> **Task to carry out**
Before anything else, copy every record below exactly as it stands.

> **Recorded data**
PR #3747, opened 2022-10-04
migrate `prefer_constructors_over_static_methods` from `traverseNodesInDFS`

pq:
A modest gain in the common case.

**BEFORE**

image

**AFTER**

image

/cc @bwilkerson


bwilkerson (approved):
Consider adding blank lines between members in `_BodyVisitor`. Other than that, lgtm.

PR #3750, opened 2022-10-05
have the workflows default to read-only permissions

devoncarew:
- update the workflows to default to read-only permissions
- let issue-labeler.yml write to issues
- and labeler.yml write to pull requests


pq (approved):
Nice!

PR #3763, opened 2022-10-12
Add lint codes for the about half the recommended lints

bwilkerson:


lib/src/rules/library_private_types_in_public_api.dart
```diff
@@ -41,13 +41,22 @@ class _Private {}
 ''';
 
 class LibraryPrivateTypesInPublicAPI extends LintRule {
+  static const LintCode code = LintCode('library_private_types_in_public_api',
+      'Invalid use of a private type in a public API.',
+      correctionMessage:
+          'Try using a public supertype of the private type, or making the '
```
srawlins, line 47: I think the most common fix I've applied, in practice, is to actually change the definition of the type in the return type to be public. For example, a public method might return `List<_Foo>` and the `_Foo` is declared in the same library (obviously), and the fix is to rename `_Foo` to `Foo`.

lib/src/rules/throw_in_finally.dart
```diff
@@ -49,13 +49,20 @@ class BadThrow {
 ''';
 
 class ThrowInFinally extends LintRule {
+  static const LintCode code = LintCode(
+      'throw_in_finally', "Use of '{0}' in finally block.",
+      correctionMessage: "Try moving the '{0}' outside the finally block.");
```
srawlins, line 54: Above, in `control_flow_in_finally`, "finally" is quoted. e.g. "outside the 'finally' block."

srawlins (approved):

pq (approved):

lib/src/rules/library_private_types_in_public_api.dart
bwilkerson: I agree, that's a better suggestion. I've updated the message.

lib/src/rules/throw_in_finally.dart
bwilkerson: Done. Sometimes I'm not as consistent as I should be, so thanks for pointing this out.

PR #3770, opened 2022-10-17
Do not consider super formals as local variables

srawlins:
# Description

When considering the names of local variables, do not consider super formals to be local variables.

Fixes https://github.com/dart-lang/linter/issues/3769.


pq (commented):
Nice! 💎

PR #4369, opened 2023-05-19
revert null literal checking for `avoid_redundant_argument_values`

pq:
See: #4368

/cc @srawlins @bwilkerson


srawlins (approved):
I strongly prefer not to check in commented out code. Just noting.

Issue #4351, opened 2023-05-14
Lint docs should include installation instructions / example of usage


eseidel:
I always forget the syntax to include lints.  Would love to have something copy-paste in the docs, e.g.:

https://dart-lang.github.io/linter/lints/unawaited_futures.html

Should have a small section:

## Usage

```yaml
linter:
  rules:
    - unawaited_futures
```

Similar to what we do in pub:
https://pub.dev/packages/openapi_generator/install

Although honestly maybe a command line would be easier. :)  But even just adding the usage docs I think would be an improvement.

pq:
Great suggestion!

We've talked about a CLI for enabling lints but have never taken it anywhere (fyi @srawlins) but worth revisiting.

/fyi @MaryaBelanger @parlough @bwilkerson re: doc improvements. It'd be super-easy to add a usage footer to the generated docs. I'd be curious to get your 2 cents.

parlough:
I created an SDK issue to track a CLI command: https://github.com/dart-lang/sdk/issues/52394. It has made explaining adding pub dependencies so much easier and would be a big win for documentation purposes.

PR #4370, opened 2023-05-19
Include usage information in generated docs

parlough:
Eventually moving away from the site, but since it's still used and referenced, doesn't hurt to add some usage information.

Staged example: https://parlough-linter.web.app/lints/unnecessary_late.html

Example of usage information for unnecessary_late

Closes https://github.com/dart-lang/linter/issues/4351

### DIFF
--- a/tool/doc.dart
+++ b/tool/doc.dart
@@ -594,8 +594,10 @@ abstract class RuleGenerator {
   String get usageMarkdown => '''
 ## Usage
 
-Add `$name` under **linter > rules** in your
-[`analysis_options.yaml`](https://dart.dev/guides/language/analysis-options):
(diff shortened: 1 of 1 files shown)


pq (approved):
Very nice!

MaryaBelanger (approved):
Nice! I think I'm a little confused, though. For someone to end up seeing this new "Usage" section, wouldn't it be because the lint popped up for them (so, because they already are using it)? I'm guessing there is another use case for these docs; like; are users browsing the linter docs to identify lints they might want to enable?

parlough:
Yeah I find that many users are still using this site to find lints as well.

I'm not going to worry about moving use cases of this site to dart.dev until our improvements later on.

> **Output for this task**
PR #3747, opened 2022-10-04
migrate `prefer_constructors_over_static_methods` from `traverseNodesInDFS`

pq:
A modest gain in the common case.

**BEFORE**

image

**AFTER**

image

/cc @bwilkerson


bwilkerson (approved):
Consider adding blank lines between members in `_BodyVisitor`. Other than that, lgtm.

PR #3750, opened 2022-10-05
have the workflows default to read-only permissions

devoncarew:
- update the workflows to default to read-only permissions
- let issue-labeler.yml write to issues
- and labeler.yml write to pull requests


pq (approved):
Nice!

PR #3763, opened 2022-10-12
Add lint codes for the about half the recommended lints

bwilkerson:


lib/src/rules/library_private_types_in_public_api.dart
```diff
@@ -41,13 +41,22 @@ class _Private {}
 ''';
 
 class LibraryPrivateTypesInPublicAPI extends LintRule {
+  static const LintCode code = LintCode('library_private_types_in_public_api',
+      'Invalid use of a private type in a public API.',
+      correctionMessage:
+          'Try using a public supertype of the private type, or making the '
```
srawlins, line 47: I think the most common fix I've applied, in practice, is to actually change the definition of the type in the return type to be public. For example, a public method might return `List<_Foo>` and the `_Foo` is declared in the same library (obviously), and the fix is to rename `_Foo` to `Foo`.

lib/src/rules/throw_in_finally.dart
```diff
@@ -49,13 +49,20 @@ class BadThrow {
 ''';
 
 class ThrowInFinally extends LintRule {
+  static const LintCode code = LintCode(
+      'throw_in_finally', "Use of '{0}' in finally block.",
+      correctionMessage: "Try moving the '{0}' outside the finally block.");
```
srawlins, line 54: Above, in `control_flow_in_finally`, "finally" is quoted. e.g. "outside the 'finally' block."

srawlins (approved):

pq (approved):

lib/src/rules/library_private_types_in_public_api.dart
bwilkerson: I agree, that's a better suggestion. I've updated the message.

lib/src/rules/throw_in_finally.dart
bwilkerson: Done. Sometimes I'm not as consistent as I should be, so thanks for pointing this out.

PR #3770, opened 2022-10-17
Do not consider super formals as local variables

srawlins:
# Description

When considering the names of local variables, do not consider super formals to be local variables.

Fixes https://github.com/dart-lang/linter/issues/3769.


pq (commented):
Nice! 💎

PR #4369, opened 2023-05-19
revert null literal checking for `avoid_redundant_argument_values`

pq:
See: #4368

/cc @srawlins @bwilkerson


srawlins (approved):
I strongly prefer not to check in commented out code. Just noting.

Issue #4351, opened 2023-05-14
Lint docs should include installation instructions / example of usage


eseidel:
I always forget the syntax to include lints.  Would love to have something copy-paste in the docs, e.g.:

https://dart-lang.github.io/linter/lints/unawaited_futures.html

Should have a small section:

## Usage

```yaml
linter:
  rules:
    - unawaited_futures
```

Similar to what we do in pub:
https://pub.dev/packages/openapi_generator/install

Although honestly maybe a command line would be easier. :)  But even just adding the usage docs I think would be an improvement.

pq:
Great suggestion!

We've talked about a CLI for enabling lints but have never taken it anywhere (fyi @srawlins) but worth revisiting.

/fyi @MaryaBelanger @parlough @bwilkerson re: doc improvements. It'd be super-easy to add a usage footer to the generated docs. I'd be curious to get your 2 cents.

parlough:
I created an SDK issue to track a CLI command: https://github.com/dart-lang/sdk/issues/52394. It has made explaining adding pub dependencies so much easier and would be a big win for documentation purposes.

PR #4370, opened 2023-05-19
Include usage information in generated docs

parlough:
Eventually moving away from the site, but since it's still used and referenced, doesn't hurt to add some usage information.

Staged example: https://parlough-linter.web.app/lints/unnecessary_late.html

Example of usage information for unnecessary_late

Closes https://github.com/dart-lang/linter/issues/4351

### DIFF
--- a/tool/doc.dart
+++ b/tool/doc.dart
@@ -594,8 +594,10 @@ abstract class RuleGenerator {
   String get usageMarkdown => '''
 ## Usage
 
-Add `$name` under **linter > rules** in your
-[`analysis_options.yaml`](https://dart.dev/guides/language/analysis-options):
(diff shortened: 1 of 1 files shown)


pq (approved):
Very nice!

MaryaBelanger (approved):
Nice! I think I'm a little confused, though. For someone to end up seeing this new "Usage" section, wouldn't it be because the lint popped up for them (so, because they already are using it)? I'm guessing there is another use case for these docs; like; are users browsing the linter docs to identify lints they might want to enable?

parlough:
Yeah I find that many users are still using this site to find lints as well.

I'm not going to worry about moving use cases of this site to dart.dev until our improvements later on.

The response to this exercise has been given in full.